Our time is limited, and there is a limit of six minutes on each contribution, but I too want to mention one individual who has contacted me in the lead-up to the debate. He is an old friend of mine, a next-door neighbour, and it is important that we bring our experiences to the House when we discuss such issues. Jim Hunter sells financial products, and he contacted me, but he did not complain about the need for transparency, fairness or greater clarity. In fact, having done business with Jim, I know that he had all those ingredients many years ago. Indeed, I am sure that many people who have contacted hon. Members are in exactly the same boat.
Jim was talking to a colleague recently at a meeting. The gentleman is 60 years old, with more than 30 years’ experience in the industry, and if he sat the proposed exams he would be 63 before he finished them. Jim explained that that person would be lost to the industry and have to retire before his time, because he would not study at that time of his life. There are many people like that, trying to make a living for themselves in difficult times, and that ability to earn a living in this important part of our economy will effectively be taken away from them without any real benefit to the economy itself.
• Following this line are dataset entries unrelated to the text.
PR #130, opened 2020-04-27
Adding CredentialStatus to data model

simonas-notcat:
Fixes: #129 and adds CredentialStatus to the data model

### DIFF
--- a/packages/daf-cli/src/credential.ts
+++ b/packages/daf-cli/src/credential.ts
@@ -28,6 +28,7 @@ program
         type: 'input',
         name: 'sub',
         message: 'Subject DID',
+        default: identities[0].did
       },
       {
         type: 'input',
@@ -41,6 +42,15 @@ program
         message: 'Claim Value',
         default: 'Alice',
       },
+      {
+        type: 'list',
+        name: 'addStatus',
+        message: 'Add credential status info?',
+        choices: [
+          { name: 'Yes', value: true },
+          { name: 'No', value: false },
+        ],
+      },
     ])
 
     const credentialSubject: any = {}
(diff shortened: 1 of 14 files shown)


packages/daf-cli/src/credential.ts
```diff
@@ -41,22 +42,55 @@ program
         message: 'Claim Value',
         default: 'Alice',
       },
+      {
+        type: 'list',
+        name: 'addStatus',
+        message: 'Add credential status info?',
```
mirceanis, line 48:
```suggestion
        message: 'Is the credential revocable?',
```

packages/daf-w3c/src/action-handler.ts
```diff
@@ -109,54 +114,80 @@ export interface PresentationInput {
...
+        result['vc']['credentialSubject'] = credentialSubject
+      break
+      case '@context':
+      case 'context':
+        result['vc']['@context'] = input[key]
+      break
+      case 'type':
+        result['vc']['type'] = input[key]
+      break
+      case 'expirationDate':
```
mirceanis, line 139: There should also be a case for  `issuanceDate` that translates to `nbf`
Same transformations about date apply to presentations too and should also be done in reverse when parsing JWT

packages/daf-w3c/src/action-handler.ts
```diff
@@ -109,54 +114,80 @@ export interface PresentationInput {
   tag?: string
   expirationDate?: string
   verifiableCredential: string[]
+  [x: string]: any
 }
 
 const transformCredentialInput = (input: CredentialInput): VerifiableCredentialPayload => {
```
awoie, line 120: Are we dropping custom claims outside of the `credentialSubject`, e.g., 

```
{
  "@context": [
    "https://www.w3.org/2018/credentials/v1",
    "https://www.w3.org/2018/credentials/examples/v1"
  ],
  "id": "http://example.edu/credentials/1872",
  "type": ["VerifiableCredential", "AlumniCredential"],
  "issuer": "https://example.edu/issuers/565049",
  "issuanceDate": "2010-01-01T19:73:24Z",
  "customProperty": "12345",
  "credentialSubject": {
    "id": "did:example:ebfeb1f712ebc6f1c276e12ec21",
    "alumniOf": {
      "id": "did:example:c276e12ec21ebfeb1f712ebc6f1",
    }
  }
```

awoie, line 120: What happens if `credentialSubject` is an array? I don't think we should support this at the moment but the spec supports it, so we should handle that case with an error.

mirceanis: we were before, but no longer after this PR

Does the hon. Gentleman agree that, although the RDR was introduced with every good intention, further work should be suspended until there has been a full cost-benefit analysis of its impact on the IFA community and, indeed, on consumers?
I do not think that that point is unreasonable at all, and it could be taken on board.
One point has not been mentioned in the debate, but it is an important one to make in the last minute of my speech. The final thing that my constituent said to me is that many IFAs work on trust. That trust takes a long time to build up with individuals. If you take that experience out of the sector, the trust will go. People will be uncomfortable about going to new IFAs because they will have to rebuild the trust all over again. We should be mindful of that.
The RDR is an important piece of work and it is important that we get it right. For that reason, I urge the Minister and members of the Select Committee to take the comments away, recognise the need for common sense to prevail and work with the industry to come to a common-sense solution.